Julio no entendía el sentido del viaje. Esta aventura de rutas de cobre, nubes
de estaño y monstruos integrados de varias patas, lo agitaban demasiado.
Se fue
nublando todo el panorama y reposó varias horas en un colchón de poliéster. Se
había hecho de noche. Allí se enteró de su porvenir. Según rumorearon, todos
eran parte de una rutina. Un viejo explicó detalladamente que estaba dentro de
un circuito aburridísimo del cual era víctima desde tiempos remotos y siempre
pasaba lo mismo, una agonía perpetua de ir y venir por todos lados.
Apenas
sintió un frío temor por lo enterado, lo envolvió otra vez esa vieja sensación
de euforia, una excitación que le obligó a continuar su rumbo. Primero pasó un
pabellón de germanio mientras se acercaba desde el horizonte un lago de
silicio. Por esas cosas de la vida, se vio amontonado con otros en lo que
parecía un gigantesco anillo. Se percibía una locura colectiva, todos sufrieron
un empuje atroz. Salió despedido a una gran velocidad y pasó a través de
obstáculos que lo golpearon no pudiendo distinguirlos de los fugaces que
fueron. Asustado por su futuro, no pudo evitarlo y comenzó a llorar. Lloró como
nunca antes había llorado en toda su vida. Lloraba desde el alma, desde el
corazón, con ganas y espasmos. Lloraba por todos sus poros. Un llanto
desesperado había conjurado angustia en su ser. Justo cuando sentía el fin de
la vida, comenzó a llover. Llovía una pintura verde, verde silicatodefósforo y
en una eternidad que duró un instante Julio estaba empapado de verde, y como
él, otros miles más.
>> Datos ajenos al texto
Issue #2328, opened 2024-11-25
Add an interceptor for listExecutions


Quinn-With-Two-Ns:
**Is your feature request related to a problem? Please describe.**
Add an interceptor for `WorkflowClient.listExecutions`. We should also expose the constructor of `WorkflowExecutionMetadata`

**Additional context**
https://github.com/temporalio/sdk-java/pull/2326#discussion_r1854044466

PR #2524, opened 2025-05-14
Add an interceptor for listExecutions

Quinn-With-Two-Ns:
Add an interceptor for listExecutions

closes https://github.com/temporalio/sdk-java/issues/2328

### DIFF
--- a/temporal-sdk/src/main/java/io/temporal/client/GetWorkflowExecutionHistoryIterator.java
+++ b/temporal-sdk/src/main/java/io/temporal/client/GetWorkflowExecutionHistoryIterator.java
@@ -5,6 +5,7 @@ import io.temporal.api.common.v1.WorkflowExecution;
 import io.temporal.api.history.v1.HistoryEvent;
 import io.temporal.api.workflowservice.v1.GetWorkflowExecutionHistoryRequest;
 import io.temporal.api.workflowservice.v1.GetWorkflowExecutionHistoryResponse;
+import io.temporal.internal.client.EagerPaginator;
 import io.temporal.internal.client.external.GenericWorkflowClient;
 import java.util.List;
 import java.util.concurrent.CompletableFuture;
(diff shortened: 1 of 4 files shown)


temporal-sdk/src/main/java/io/temporal/client/ListWorkflowExecutionIterator.java
```diff
@@ -11,14 +11,14 @@
 import javax.annotation.Nonnull;
 import javax.annotation.Nullable;
 
-class ListWorkflowExecutionIterator
+public class ListWorkflowExecutionIterator
```
cretz, line 14: Does this need to be public to support the interceptor? In .NET for example we felt there was no need to expose the underlying machinery of list workflows because creating an async iterator (or Java stream) should be easy enough if they _must_ completely replace the logic and not just delegate to the next interceptor.

Quinn-With-Two-Ns: ideally no, the problem is the [RootWorkflowClientInvoker.java](https://github.com/temporalio/sdk-java/pull/2524/files#diff-7209d2833e3d842e729546850af071d4522573f109e0c979cf21314be7488bba) is in internal so it can't be private, moving this class causes a lot of other issues

cretz: > moving this class causes a lot of other issues

Hrmm. I wonder making public _and_ moving from `io.temporal.client` to `io.temporal.client.internal` would make sense.

Quinn-With-Two-Ns: Let me try, I think I had some issue doing that since some other classes in `io.temporal.client` also have Iterators

Quinn-With-Two-Ns: Moved this class and `EagerPaginator` to internal

Issue #1256, opened 2022-06-09
Last cached activity heartbeat should be discarded or drained with activity completion


Spikhalskiy:
**Is your feature request related to a problem? Please describe.**
Currently, if an Activity heartbeat too often and the heartbeat gets throttled and cached, an activity finishes without draining or canceling the heartbeat.

**Describe the solution you'd like**
The last cached heartbeat should be either drained before the activity completion or discarded/canceled.

PR #2526, opened 2025-05-15
Cancel pending heartbeat when activity completes

Quinn-With-Two-Ns:
Cancel pending heartbeat when activity completes. This prevents the heartbeat from holding up worker shutdown and prevents heartbeating an already completed activity

closes: https://github.com/temporalio/sdk-java/issues/1256

### DIFF
--- a/temporal-sdk/src/main/java/io/temporal/internal/activity/ActivityTaskExecutors.java
+++ b/temporal-sdk/src/main/java/io/temporal/internal/activity/ActivityTaskExecutors.java
@@ -128,6 +128,12 @@ final class ActivityTaskExecutors {
             metricsScope,
             local,
             dataConverterWithActivityContext);
+      } finally {
+        if (!context.isDoNotCompleteOnReturn()) {
+          // if the activity is not completed, we need to cancel the heartbeat
+          // to avoid sending it after the activity is completed
+          context.cancelOutstandingHeartbeat();
+        }
       }
     }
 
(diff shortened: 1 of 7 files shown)


temporal-sdk/src/main/java/io/temporal/internal/activity/ActivityTaskExecutors.java
```diff
@@ -128,6 +128,12 @@ public ActivityTaskHandler.Result execute(ActivityInfoInternal info, Scope metri
             metricsScope,
             local,
             dataConverterWithActivityContext);
+      } finally {
+        if (!context.isDoNotCompleteOnReturn()) {
+          // if the activity is not completed, we need to cancel the heartbeat
+          // to avoid sending it after the activity is completed
+          context.cancelOutstandingHeartbeat();
```
cretz, line 135: Can you clarify this a bit? So except for async-activity-completion, this is going to prevent a pending heartbeat from being recorded? Is there somewhere else in Java where the last heartbeat of a failing activity is guaranteed to be sent?

Quinn-With-Two-Ns: > Is there somewhere else in Java where the last heartbeat of a failing activity is guaranteed to be sent?

Yes, we send the last heartbeat value as part of the activity failure.

cretz (approved):

Issue #2180, opened 2024-08-11
Workflow.newExternalWorkflowStub


mfateev:
## Expected Behavior
The following works when using Workflow Client:

```
public interface Retryable {
    @SignalMethod
    void retryNow();
}

@WorkflowInterface
public interface FileProcessingWorkflow extends Retryable {

    @WorkflowMethod
    String processFile(Arguments args);

    @QueryMethod(name="history")
    List<String> getHistory();

    @QueryMethod
    String getStatus();

    @SignalMethod
    void abandon();
}

@WorkflowInterface
public interface MediaProcessingWorkflow extends Retryable {

    @WorkflowMethod
    String processBlob(Arguments args);
}

Retryable r1 = client.newWorkflowStub(Retryable.class, firstWorkflowId);
Retryable r2 = client.newWorkflowStub(Retryable.class, secondWorkflowId);
r1.retryNow();
r2.retryNow();
```
The same should work when signaling workflow from an external workflow:
```
Workflow.newExternalWorkflowStub(Retryable.class, firstWorkflowId);

Retryable r1 = Workflow.newExternalWorkflowStub(Retryable.class, firstWorkflowId);
Retryable r2 = Workflow.newExternalWorkflowStub(Retryable.class, secondWorkflowId);
r1.retryNow();
r2.retryNow();
```

## Actual Behavior
The newExternalWorkflowStub fails with:
```
Caused by: java.lang.IllegalArgumentException: Missing required @WorkflowInterface annotation: interface ...Retryable
	at io.temporal.common.metadata.POJOWorkflowInterfaceMetadata.newInstanceInternal(POJOWorkflowInterfaceMetadata.java:179)
	at io.temporal.common.metadata.POJOWorkflowInterfaceMetadata.newInstance(POJOWorkflowInterfaceMetadata.java:108)
	at io.temporal.internal.sync.ExternalWorkflowInvocationHandler.<init>(ExternalWorkflowInvocationHandler.java:43)
	at io.temporal.internal.sync.WorkflowInternal.newExternalWorkflowStub(WorkflowInternal.java:412)
	at io.temporal.workflow.Workflow.newExternalWorkflowStub(Workflow.java:204)
```

cretz:
Arguably it shouldn't even work on the client. It'd make one wonder why a `@WorkflowInterface` is even needed ever if we can just assume it's there. In Python and .NET at least, we require the client class passed in to have this. But I can understand if Java we don't want that.

[...]

PR #2531, opened 2025-05-17
Fix newExternalWorkflowStub on a interfaces without a WorkflowMethod

Quinn-With-Two-Ns:
Fix a bug causing newExternalWorkflowStub to fail on interfaces without WorkflowMethod

closes https://github.com/temporalio/sdk-java/issues/2180

### DIFF
--- a/temporal-sdk/src/main/java/io/temporal/internal/sync/ExternalWorkflowInvocationHandler.java
+++ b/temporal-sdk/src/main/java/io/temporal/internal/sync/ExternalWorkflowInvocationHandler.java
@@ -20,7 +20,7 @@ class ExternalWorkflowInvocationHandler implements InvocationHandler {
       WorkflowExecution execution,
       WorkflowOutboundCallsInterceptor workflowOutboundCallsInterceptor,
       Functions.Proc1<String> assertReadOnly) {
-    this.workflowMetadata = POJOWorkflowInterfaceMetadata.newInstance(workflowInterface);
+    this.workflowMetadata = POJOWorkflowInterfaceMetadata.newInstance(workflowInterface, false);
     this.stub =
         new ExternalWorkflowStubImpl(execution, workflowOutboundCallsInterceptor, assertReadOnly);
   }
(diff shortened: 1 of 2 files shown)


temporal-sdk/src/main/java/io/temporal/internal/sync/ExternalWorkflowInvocationHandler.java
```diff
@@ -20,7 +20,7 @@ public ExternalWorkflowInvocationHandler(
       WorkflowExecution execution,
       WorkflowOutboundCallsInterceptor workflowOutboundCallsInterceptor,
       Functions.Proc1<String> assertReadOnly) {
-    this.workflowMetadata = POJOWorkflowInterfaceMetadata.newInstance(workflowInterface);
+    this.workflowMetadata = POJOWorkflowInterfaceMetadata.newInstance(workflowInterface, false);
```
cretz, line 23: Got a bit confused on this trailing param reading:

```
if true, methods of the {@code anInterface} that are
annotated with {@link WorkflowMethod}, {@link QueryMethod}, {@link UpdateMethod}, {@link
UpdateValidatorMethod} or {@link SignalMethod} are processed like {@code current} is a
workflow interface even if it is not annotated with {@link WorkflowInterface} itself.
```

That'd make me think the default of `true` should work with non-workflow interfaces. But maybe I'm misunderstanding what was meant there.

cretz (approved):

temporal-sdk/src/main/java/io/temporal/internal/sync/ExternalWorkflowInvocationHandler.java
Quinn-With-Two-Ns: I think you are looking at the [wrong](https://github.com/temporalio/sdk-java/blob/95314a2357cf56efc1d703c657fd937bf6cbbc81/temporal-sdk/src/main/java/io/temporal/common/metadata/POJOWorkflowInterfaceMetadata.java#L131) method, the method I am calling is [here](https://github.com/temporalio/sdk-java/blob/95314a2357cf56efc1d703c657fd937bf6cbbc81/temporal-sdk/src/main/java/io/temporal/common/metadata/POJOWorkflowInterfaceMetadata.java#L108)

PR #2532, opened 2025-05-20
Upgrade otel & otel-shim to 1.50.0

robzienert:
## What was changed
Upgrading `io.opentelemetry:opentelemetry-bom` and `i.o:opentelemetry-opentracing-shim` to `1.50.0`.

## Why?
The opentracing version transitively referenced by `io.opentelemetry` is `1.26.0` which is quite old and causing issues. We could create a resolution rule internally for this, but it seems like a good thing to upgrade regardless.

## Checklist

2. How was this tested:

`./gradlew build check`


dantheman5398 (approved):
Ty!

Issue #1956, opened 2023-12-15
Worker autotuning - Pollers


Quinn-With-Two-Ns:
https://github.com/temporalio/features/issues/334

PR #2535, opened 2025-05-26
Add poller autoscaling

Quinn-With-Two-Ns:
Add poller autoscaling. This PR adds poller auto scaling support support to Java based off the same algorithm in [core](https://github.com/temporalio/sdk-core/commit/93471ac6d8bbf62839148a1bf97ef6dfd49aead0). The autoscaling poller works very differently to how the Java SDK has traditionally polled for new tasks, to reduce risk I split the autoscaling and traditional poller into two separate implementation that the SDK picks from at run time.

* Renamed the old `Poller` -> `MultiThreadedPoller`
* Created a new autoscaling poller called `AsyncPoller`
* Moved any common code to `BasePoller`

closes https://github.com/temporalio/sdk-java/issues/1456

closes https://github.com/temporalio/sdk-java/issues/1956


temporal-sdk/src/main/java/io/temporal/internal/common/GrpcUtils.java
```diff
@@ -14,4 +18,20 @@ public static boolean isChannelShutdownException(StatusRuntimeException ex) {
...
+        () -> {
+          try {
+            result.complete(listenableFuture.get());
+          } catch (ExecutionException e) {
+            result.completeExceptionally(e.getCause());
+          } catch (Exception e) {
+            result.completeExceptionally(e);
+          }
+        },
+        ForkJoinPool.commonPool());
```
Quinn-With-Two-Ns, line 34: This is also how we convert grpc futures to completable futures for the client so I copied the same approach here.

Sushisource (commented):
Overall algorithm looks right to me. Left a few other misc. comments and there's logging I assume you'll clean up for the full PR.

The only thing that looks like a possible gap to me is ensuring that sticky or nonsticky WFTs don't hog all the permits. In Core I have the balancing stuff run before permit acquisition because otherwise it's possible for, EX: all sticky pollers to get to permit acquisition first and thereby starve out the normal pollers or the inverse. I think that was covered with existing code for the non-async poller, but I'm not sure there's anything to prevent that happening with the new code. So, even though they're scaled independently, we want to balance their opportunities to obtain permits & reach the scaling decision.

temporal-sdk/src/main/java/io/temporal/internal/worker/AdjustableSemaphore.java
```diff
@@ -0,0 +1,90 @@
...
+public final class AdjustableSemaphore {
+  private final ResizeableSemaphore semaphore;
+
+  /**
+   * how many permits are allowed as governed by this semaphore. Access must be synchronized on this
+   * object.
+   */
+  private int maxPermits = 0;
+
+  /** New instances should be configured with setMaxPermits(). */
```
Sushisource: Not immediately clear to me what this docstring means

temporal-sdk/src/main/java/io/temporal/internal/worker/AdjustableSemaphore.java
```diff
@@ -0,0 +1,90 @@
...
+
+    if (delta == 0) {
+      return;
+    } else if (delta > 0) {
+      // new max is higher, so release that many permits
+      this.semaphore.release(delta);
+    } else {
+      // delta < 0.
+      // reducePermits needs a positive #, though.
+      this.semaphore.reducePermits(delta * -1);
```
Sushisource: nit: `Math.abs` I think is more obvious for this sort of thing

temporal-sdk/src/main/java/io/temporal/internal/worker/AsyncActivityPollTask.java
```diff
@@ -0,0 +1,141 @@
...
+            .setTaskQueue(TaskQueue.newBuilder().setName(taskQueue));
+    if (activitiesPerSecond > 0) {
+      pollRequest.setTaskQueueMetadata(
+          TaskQueueMetadata.newBuilder()
+              .setMaxTasksPerSecond(DoubleValue.newBuilder().setValue(activitiesPerSecond).build())
+              .build());
+    }
+
+    if (serverCapabilities.get().getBuildIdBasedVersioning()) {
+      pollRequest.setWorkerVersionCapabilities(
```
Sushisource, line 71: You'll want to set deploymentOptions as well here, it applies to activities too not just WFTs. The sync poller might need updating as well if it doesn't have it.

In fact probably wouldn't hurt to de-dupe this stuff across the sync/async pollers

temporal-sdk/src/main/java/io/temporal/internal/worker/AsyncActivityPollTask.java
```diff
@@ -0,0 +1,141 @@
...
+      response =
+          grpcContext.call(
+              () ->
+                  GrpcUtils.toCompletableFuture(
+                      service
+                          .futureStub()
+                          .withOption(METRICS_TAGS_CALL_OPTIONS_KEY, metricsScope)
+                          .pollActivityTaskQueue(pollRequest)));
+    } catch (Exception e) {
+      throw new RuntimeException(e);
```
Sushisource, line 104: This might also need to decrement poll gauge? (applies to all poll types, as well as the deployment options comment)

temporal-sdk/src/main/java/io/temporal/internal/worker/AsyncPoller.java
```diff
@@ -0,0 +1,387 @@
...
+              slotSupplier.releaseSlot(SlotReleaseReason.neverUsed(), permit);
+            }
+            if (pollerSemaphoreAcquired) {
+              pollerSemaphore.release();
+            }
+          }
+
+          if (shouldTerminate()) {
+            pollerBalancer.removePoller(asyncTaskPoller.getLabel());
+            abort = true;
```
Sushisource, line 301: Seems like this abort = true and one above could just be `return`?

temporal-sdk/src/main/java/io/temporal/internal/worker/AsyncPoller.java
```diff
@@ -0,0 +1,387 @@
...
+      log.info(
+          "Poll loop is terminated: {} - {}",
+          AsyncPoller.this.getClass().getSimpleName(),
+          asyncTaskPoller.getLabel());
+    }
+  }
+
+  /**
+   * PollQueueBalancer is used to ensure that at least one poller is running for each task. This is
+   * necessary to avoid one poller from consuming all the slots and starving other pollers.
```
Sushisource: I would just make this comment specific to sticky/nonsticky WFTs since that's the only place it matters.

"at least one poller is running for each task" sounds like the tasks are what create pollers rather than the other way around. Should probably be something like "task kind"

I'd also probably just not bother to instantiate this for non-workflow pollers

temporal-sdk/src/main/java/io/temporal/internal/worker/AsyncPoller.java
```diff
@@ -0,0 +1,387 @@
...
+   */
+  @ThreadSafe
+  class PollQueueBalancer {
+    Map<String, AtomicInteger> taskCounts = new HashMap<>();
```
Sushisource: Seems like this could store normal ints in the values since usage is always protected by the lock?

temporal-sdk/src/main/java/io/temporal/internal/worker/PollScaleReportHandle.java
```diff
@@ -0,0 +1,96 @@
...
+  }
+
+  private void updateTarget(Functions.Func1<Integer, Integer> func) {
+    Integer target = targetPollerCount;
+    Integer newTarget = func.apply(target);
+    if (newTarget < minPollerCount) {
+      newTarget = minPollerCount;
+    } else if (newTarget > maxPollerCount) {
+      newTarget = maxPollerCount;
+    }
```
Sushisource, line 80: nit: `Math.max` / `Math.min` maybe slightly more readable

Sushisource (commented):
Looking good! Nothing major.

Check out the tests I have [here](https://github.com/temporalio/sdk-core/blob/93471ac6d8bbf62839148a1bf97ef6dfd49aead0/tests/manual_tests.rs#L25). You may want to make something like that and just manually inspect the metrics around pollers to ensure everything is behaving in a reasonably sane way.

temporal-sdk/src/main/java/io/temporal/internal/worker/AsyncPoller.java
Quinn-With-Two-Ns: ASyncPoller is generic a comment about stick/nonsticky is not appropriate here

temporal-sdk/src/main/java/io/temporal/internal/worker/AsyncPoller.java
Quinn-With-Two-Ns: You can't return inside a finally block

temporal-sdk/src/main/java/io/temporal/internal/worker/AsyncActivityPollTask.java
Quinn-With-Two-Ns: currently `deploymentOptions ` is only set for the WFT if that is a bug lets open an issue to fix that. I don't want to fix that in this PR

temporal-sdk/src/main/java/io/temporal/internal/worker/AsyncPoller.java
Quinn-With-Two-Ns: Ah yep

temporal-sdk/src/main/java/io/temporal/internal/worker/PollScaleReportHandle.java
Quinn-With-Two-Ns: In my personal opinion it is harder to read since it puts a lot of logic in one line

temporal-sdk/src/main/java/io/temporal/internal/worker/AdjustableSemaphore.java
Quinn-With-Two-Ns: Ah yeah I'll fix

temporal-sdk/src/main/java/io/temporal/internal/worker/AsyncPoller.java
Quinn-With-Two-Ns: updated the docs to talk about task kind

temporal-sdk/src/main/java/io/temporal/internal/worker/AsyncPoller.java
Sushisource: Wild, I didn't realize that

temporal-sdk/src/main/java/io/temporal/internal/worker/AsyncActivityPollTask.java
Sushisource: OK, here's the item: https://github.com/temporalio/sdk-java/issues/2550

Sushisource (approved):
LGTM, worth checking out that one other spot the gauge looks like it may need to be deprecated & running the manual tests I linked to, but, nothing blocking.

temporal-sdk/src/main/java/io/temporal/internal/worker/AsyncActivityPollTask.java
Quinn-With-Two-Ns: I am not sure `call` will ever actually throw in my use case, but you are right we should decrement here regardless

Una vez escampado el chaparrón, sufrió una experiencia
única, desfiló por una pasarela de vidrio y vio como era observado por seres
enormes, deformes, que no le quitaban la vista de encima; ojos que parecían
municiones de cañón. Se sintió intimado por los gigantes que estaban del otro
lado perplejos por su paseo, mas no vaciló y continuó su ciclo.
Julio falleció a la edad de ciento tres mili segundos por causas
naturales: las fatigas y las sesiones de duchas verdes carcomieron lo mejor de
su humor. Nunca se enteró o creyó ser un electrón. Estimaba que la vida no
revela su propósito a quien cumple con su vocación. Tranquilamente pudiese
haber nacido astilla, glóbulo rojo o bacilo de koch, pero nació electrón y como
electrón murió, absurdo.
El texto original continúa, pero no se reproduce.